Pietro Casasanta had no Indiana Jones-type escapes from angry natives or booby-trapped temples. He worked undisturbed in daylight with a bulldozer, posing as a construction worker to become one of Italy’s most successful plunderers of archaeological treasures.

When he wasn’t in prison, the convicted looter operated for decades in this countryside area outside Rome, benefiting from what he says was lax surveillance that allowed him to dig into ancient Roman villas and unearth statues, pottery and other artifacts, which he then sold for millions of dollars on the illegal antiquities market.

“Nobody cared, and there was so much money going around,” he recalled. “I always worked during the day, with the same hours as construction crews, because at night it was easier to get noticed and to make mistakes.”

Questions or Comments? Email me at derek.fincham@gmail.com

Night Metal Detecting Looting Britain?

Archaeologists claim so, at least in Jasper Copping’s article in the Sunday Telegraph. They claim the practice, called “nighthawking”, is destroying context in a number of protected sites. These detectors then sell the works on the internet or eBay.
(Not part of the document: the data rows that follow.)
PR #88, opened 2020-05-11
Fix requirement against openshift/api.

markusthoemmes:
## Proposed Changes

`./hack/update-deps.sh` is broken for me without this. openshift/api doesn't have published versions so that seems to trip `go mod`.

Example:

```console
$ ./hack/update-deps.sh 
warning: ignoring symlink /home/mthoemme/dev/knative/operator/test/config/serving
go: github.com/operator-framework/operator-sdk@v0.15.1 requires
	github.com/operator-framework/operator-lifecycle-manager@v0.0.0-20191115003340-16619cd27fa5 requires
	github.com/openshift/api@v3.9.1-0.20190924102528-32369d4db2ad+incompatible: invalid pseudo-version: preceding tag (v3.9.0) not found
```

### DIFF
--- a/go.mod
+++ b/go.mod
@@ -30,6 +30,11 @@ require (
 
 replace (
 	github.com/docker/docker => github.com/moby/moby v0.7.3-0.20190826074503-38ab9da00309
+
+	// Required indirectly by manifestival.
+	github.com/openshift/api => github.com/openshift/api v0.0.0-20190924102528-32369d4db2ad
+
+	// Aligning all Kubernetes dependencies.
 	k8s.io/api => k8s.io/api v0.16.4
 	k8s.io/apiextensions-apiserver => k8s.io/apiextensions-apiserver v0.16.4
 	k8s.io/apimachinery => k8s.io/apimachinery v0.16.4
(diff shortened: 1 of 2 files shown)


houshengbo:
@markusthoemmes 
Why do we use openshift/api built based the commit https://github.com/openshift/api/commit/32369d4db2ada1c1cdb95b99b568a9925e2a4480, which is almost 8-month old?
Not using recent commit?

go.mod
```diff
@@ -30,6 +30,11 @@ require (
 
 replace (
 	github.com/docker/docker => github.com/moby/moby v0.7.3-0.20190826074503-38ab9da00309
+
+	// Required indirectly by manifestival.
+	github.com/openshift/api => github.com/openshift/api v0.0.0-20190924102528-32369d4db2ad
```
jcrossley3, line 35: This surprises me. I would consider this a manifestival bug.

markusthoemmes: I would've looked at that next, but I wanted to fix the immediate bug of not being able to run update-deps at all :joy:

markusthoemmes: Could also be an artifact of manifestival using dep and the operator now using go mod.

markusthoemmes: Okay, I dug it out. Proper fix in https://github.com/manifestival/client-go-client/pull/2 and #93

markusthoemmes:
No longer necessary.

These claims of antiquities transactions on the internet are thrown about a great deal, but I’m aware of no concrete study or even much in the way of supporting evidence of this claim, though there are sometimes anecdotal claims which are thrown about.

It seems that English Heritage and the British Museum have commissioned a £100,000 study into the scope of the activity, which might lead to new legislation to deal with offenders.

There certainly are problems with the Dealing in Cultural Objects Offences (Act), which makes it difficult to establish wrongdoing when purchasers do not inquire into an object’s provenance. If new legislation is forthcoming, to be truly effective it needs to pinpoint the difficulty in regulating good faith purchasers, and raise the bar for the inquiry which must go into their decision to buy.

The nighthawking problem does reveal why protecting rural and historic sites can be so difficult. The Treasure Act has problems to be sure, but I have argued that it is a good and pragmatic compromise between archaeologists and antiquities collectors. When qualifying treasure is found under the Treasure Act (which applies only to England and Wales), finders are required by law to report the finds, and are rewarded for doing so. The forthcoming study will be interesting, and the actions by these unscrupulous detectors may run the risk of destroying the delicate compromise which the Treasure Act has created.

Questions or Comments? Email me at derek.fincham@gmail.com

More on Odyssey Marine

NPR’s All Things Considered had an interesting story on Odyssey Marine yesterday. It’s a good chance to hear both sides of the debate.

One of the founders of the publicly traded company, Greg Stemm said, “The only thing we’re saying right now is that we’ve really recovered about a half-million coins, and a number of artifacts that are from the colonial period … that were in the Atlantic Ocean.”

But the attorney representing Spain, Jim Goold says “The U.S. has a lot of Navy and other ships that have sunk around the world… The idea that … anyone can take U.S. government property just by looking around in the water and pulling it up without authorization … just doesn’t work. And that’s not what the courts say.”

It will be interesting to see how this case unfolds. It strikes me there is a tremendous tension between studying the wreck scientifically and commercially excavating it. The UNESCO Underwater Heritage Convention precludes commercial exploitation of wrecks. Finding a workable compromise between commerce and archaeology is particularly difficult with underwater heritage. This massive half a billion recovery from the still unidentified wreck underlines the problem.